[YOUR ASSIGNMENT] Retype the records below exactly. Leave nothing out.

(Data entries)
▬▬▬

PR #300, opened 2021-09-16
Tesla conversion from Core to Driver

BenjaminHug8:
**Description**
This PR is meant to convert `Tesla` from `core` to `driver`. 

**Additional context**
This PR is linked to the PR [#3668](https://github.com/cyberbotics/webots/pull/3668) of `webots` repository.


webots_ros2_driver/src/PythonPlugin.cpp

▬▬▬

[YOUR RESPONSE]
PR #300, opened 2021-09-16
Tesla conversion from Core to Driver

BenjaminHug8:
**Description**
This PR is meant to convert `Tesla` from `core` to `driver`. 

**Additional context**
This PR is linked to the PR [#3668](https://github.com/cyberbotics/webots/pull/3668) of `webots` repository.


webots_ros2_driver/src/PythonPlugin.cpp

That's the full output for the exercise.